京の川巡り 第5回 川と鉄道(後編・丹鉄・宮福線沿線)
川に輸送を頼ってきた人々の悲願だった鉄道の開通
由良川は流域面積が京都府の約4分の1を占める大河だ。大河の河口には大都市が築かれることが多いが、由良川の河口には築かれなかった。また、南丹市から西流して中流域の福知山市の市街地に遠くない地点で土師川(はぜがわ)、牧川と合流し、ほぼ直角に屈曲して北西へ流れてゆく。由良川はU字を真横にしたような大屈曲河川としても珍しさを際立たせている。
大河はかつて舟運によって人、物、そして文化を運ぶ“道”だった。由良川も例外ではない。流域には今でも「津」の字を充てる地名がちらほら残っている。その多くが、かつて川港があったところであるという。それでも、近代になって人流、物流が川から離れていった。自動車道路より前に近代的流通の花形となったのは鉄道だった。由良川の中流で一大流通拠点だったのは福知山である。軍港として拓かれた舞鶴、宮津方面ではモリブデンや黄銅鉱鉱山を有した河守(こうもり)が、元号が昭和にならないうちに鉄道で結ばれた。さらに古くから商港として栄えた宮津も舞鶴とつながり、さらに丹後地方を西へ延びていった。しかし、河守から宮津までの開通は遅れに遅れたのである。こうして、宮津から福知山へ直通する鉄道の開通は地域住民の悲願となっていった。

三河橋から見た由良川。中流域といっても川幅は広い。

初期の河守駅。「大江町発足50周年記念誌」より。
鉄道開通を遅らせた由良川のもうひとつの顔
「河守」という地は現在の福知山市大江町で、鉄道は京都丹後鉄道として運行され、駅名は「大江」になった。福知山を過ぎて宮津に至るまでの区間で、現在唯一の有人駅だ。簡易委託駅のひとつで、改札ほか売店などは地元事業者によって運営され、市町村合併の前は駅舎の隣の建物に大江町役場があり、現在は福知山市役所大江支所となっている。いかに鉄道と駅が町の中心だったかがわかる。

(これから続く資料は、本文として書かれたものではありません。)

PR #118, opened 2021-06-22
Fix handling of escape codes in paths

ahl:
Previously we haven't had any special handling for HTTP path escape codes. This implicitly required consumers to do all their own decoding... which they surely were not. This PR adds proper handling for input paths i.e. paths as the results of a query, and it enforces stricter requirements for paths specified by consumers for endpoints. For example, we strip out "//" for a query, but `panic!()` if a consumer were to specify a path that contained "//" (note we also panic if a consumer tries to register two handlers for the same path).


dropshot/src/api_description.rs
```diff
@@ -1241,6 +1241,29 @@ mod test {
...
+            path = "I don't start with a slash"
+        }]
+        async fn test_twobodies_handler(
+            _: Arc<RequestContext<()>>,
+        ) -> Result<Response<Body>, HttpError> {
+            unimplemented!();
+        }
+
+        let mut api = ApiDescription::new();
+        let error = api.register(test_twobodies_handler).unwrap_err();
```
smklein, line 1259: "test_twobodies_handler" does not seem like the right name for this... how about:

```suggestion
        async fn bad_path_handler(
            _: Arc<RequestContext<()>>,
        ) -> Result<Response<Body>, HttpError> {
            unimplemented!();
        }

        let mut api = ApiDescription::new();
        let error = api.register(bad_path_handler).unwrap_err();
```

dropshot/src/api_description.rs
```diff
@@ -1241,6 +1241,29 @@ mod test {
...
+        assert_eq!(
+            error,
+            "only one body extractor can be used in a handler (this function \
+             has 2)"
```
smklein, line 1263: Is this assertion dead code? The function doesn't seem to have any body extractors, right?

dropshot/src/router.rs
```diff
@@ -464,9 +481,34 @@ impl<'a, Context: ServerContext> Iterator for HttpRouterIter<'a, Context> {
...
+ *    5.2).
+ *
+ * As dropshot requests are necessarily made with absolute (rather than
+ * relative) targets (any resolution presumed to have been done by the client)
+ * we make no special interpretation of dot-segments. In short, the strings "."
+ * and ".." may appear as segments (and thus as the values for path-derived
+ * variables). Consumers should take special care concerning these values when
+ * using Dropshot to serve files. Absent proper input validation, it could be
+ * possible for requests to retrieve files not-intended to be exposed (e.g.
+ * "GET /../../../etc/passwd").
```
smklein, line 507: Given the position that "clients are responsible for correctly canonicalizing . and ..", I'm actually kinda surprised with the conclusion that "Dropshot will ignore all that stuff, and hope the client got it right".

Couldn't we explicitly ban "." and ".." in path segments? If we throw an error on their discovery, we'd at least halt "known-bad-client behavior", with minimal effort (since we can still hold the stance "Dropshot won't resolve it for you").

dropshot/src/router.rs
```diff
@@ -501,7 +539,41 @@ pub fn path_to_segments(path: &str) -> Vec<&str> {
...
      * ourselves.
      */
-    path.split('/').filter(|segment| !segment.is_empty()).collect::<Vec<_>>()
+    let mut ret = Vec::new();
+    for segment in path.0.split('/') {
+        if !segment.is_empty() {
+            ret.push(percent_decode_str(segment).decode_utf8()?.to_string());
+        }
+    }
+    Ok(ret)
```
smklein, line 548: Completely optional nit, if we want to have one less `mut`:

```suggestion
   Ok(
     path.0.split('/')
       .filter(|segment| !segment.is_empty())
       .map(|segment| {
         Ok(percent_decode_str(segment).decode_utf8()?.to_string())
       })
       .collect()
   );
```

dropshot/src/router.rs
```diff
@@ -139,6 +141,19 @@ impl PathSegment {
     }
 }
 
+/**
+ * Wrapper for a path that's the result of user input i.e. an HTTP query.
+ * We use this type to avoid confusion with paths used to define routes.
+ */
+#[derive(Debug)]
+pub struct InputPath<'a>(&'a str);
```
smklein, line 149: I have no issue with this current use of typing, but I feel like I've usually seen the strong types used as an "output" of parsing functions, rather than input. IMO that seems more useful, since it propagates the notion that "this `&str` has been validated", whereas I think `InputPath` is currently truly indistinguishable from an arbitrary `&str`.

(I'm kinda eyeing `route_path_to_segments` and `input_path_to_segments` below - it does seem like both could take an arbitrary `&str` as input, but the results kinda have different implications)

smklein (approved):
One of those patches where I really appreciate having all the tests - thank you!

Looks good, just a handful of comments.

dropshot/src/api_description.rs
ahl: Well that's some obvious copypasta. Thanks for the careful look.

dropshot/src/api_description.rs
ahl: more copy pasta--sorry about that.

dropshot/src/router.rs
ahl: I spoke at length with @davepacheco about this. I'm not sure why we didn't arrive at your suggestion--perhaps we had been too micro-focused on various RFCs.

If a client were to implement file access they would need to consider symlinks as well as dot segments--that would obviously be well beyond what Dropshot itself could do.

All that said: I agree with your position and I don't think it's particularly valuable to allow an API to specify ".." as a path segment for an endpoint. @davepacheco if you disagree with this it seems easy to undo later.

dropshot/src/router.rs
ahl: I had something a bit like that, but I struggled to elegantly deal with the embedded `Result`. I really like this trick of returning `Ok()` to force the closure to have a `Result` type -- that's cool. Also cool that `Result` implements `FromIterator`. I think this work if I remove the surrounding `Ok(...)`. Thanks!!

dropshot/src/router.rs
ahl: I don't have a strong feeling about what would be most idiomatic here. I wanted to "quarantine" the input type to avoid accidental use of it. I agree that it's all a little meh. I'd love any input regarding how to improve it.

ahl:
@smklein thanks for the thorough review. I've pushed a new commit that I think addresses your feedback.

dropshot/src/router.rs
smklein: Cool, sounds good to me! I figured it would be better to start with a "safe-but-conservative" approach, since we can always walk it back later (but the other direction would be more difficult).

dropshot/src/router.rs
smklein: I wanna give the caveat - I think this patch is decidedly a net improvement, so this comment shouldn't be a blocker!

The reason I'm a little skeptical of the current usage is that I don't think the quarantining is actually happening very clearly (aside from requiring a bunch of `.into()` calls). Any function that operates on an `InputPath` *may as well* operate on a `&str`, since there is (seemingly?) no check or consideration to distinguish them.

IMO, the path that's the result of a "user input" actually *is* a str. If we want to distinguish that from a route-defining path, which has a higher burden of validation, perhaps *that* is the type we should abstract more cautiously.

As an example, `route_path_to_segments` returns a `Vec<&str>` - but it implicitly carries the implication that "this is actually a non-empty `&str` type, without `/` characters.

We could make that more explicit by returning a `Vec<Segment>`, where *Segment* is a `&str`, but it can be only constructed during validation.

Similarly, `input_path_to_segments` could return a `Vec<Segment>`, to indicate that it represents a percent-decoded, non "./.." str.

(This actually raises the question - should these functions actually be returning distinct `Segment` types? They appear to be performing slightly different validations)

smklein:
> @smklein thanks for the thorough review. I've pushed a new commit that I think addresses your feedback.

One last comment on the `InputPath` type, but LGTM!

dropshot/src/router.rs
smklein: FWIW: I think this pattern is generally the one Cliff calls "the typestate pattern".

- http://cliffle.com/blog/rust-typestate/
- https://lexi-lambda.github.io/blog/2019/11/05/parse-don-t-validate/

ahl:
I'm going to attempt to revisit the discussion of `InputPath` in #110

大江まちづくり住民協議会の事務所が大江支所の横の建物にある。事務局長の佐藤秀樹さんに話を聞いた。
「福知山から北へ向かう鉄道は由良川に沿っています。河守という駅名だった頃は、今の路線より川の近くを走っていましたが、由良川がたびたび氾濫したため、現在はトンネルの多い山側を走っています。舟運を支え、また川漁師が魚介を獲って暮らしを支える恵みの川でもありますが、ひとたび大雨となれば暴れ川になります。そんな二つの顔を持つのが由良川ですから、鉄道もたびたび洪水の被害を受けてきました。それでも、なんとか宮津と福知山を鉄道で結ぼうという思いは途絶えず、昭和41年(1966)、ついに宮津側から延伸工事が着工したんです。ところが長年栄えた河守鉱山が閉山となり、延伸工事は中止され、福知山・河守間も昭和46年(1971)には運行休止になってしまいました」

運行休止の最終日には地元の人が詰めかけた。写真:福知山市役所大江支所
まったく、宮津と福知山の鉄道は数奇な歴史をたどったものである。特筆すべきは、鉄道の工事も運行もすべて地元で会社を設立して行った点だ。当時、北丹鉄道と呼ばれた鉄道は私鉄だったのである。驚かされるのは、物流の花形が自動車に移り始めても、再開を望む地域住民の声が消えなかったことだ。そして、運行休止から11年後の昭和57年(1982)に新しい鉄道会社が設立され延伸工事も再開し、6年の歳月を経てついに宮津と福知山が全長30.4kmの鉄道で結ばれた。新会社は宮福鉄道、翌年から北近畿タンゴ鉄道。全国で23番目、京都府では初めての第3セクターである。この再開のときに大江駅の周辺は盛り土され、かつてより高い位置になった。由良川の洪水を避ける工夫だ。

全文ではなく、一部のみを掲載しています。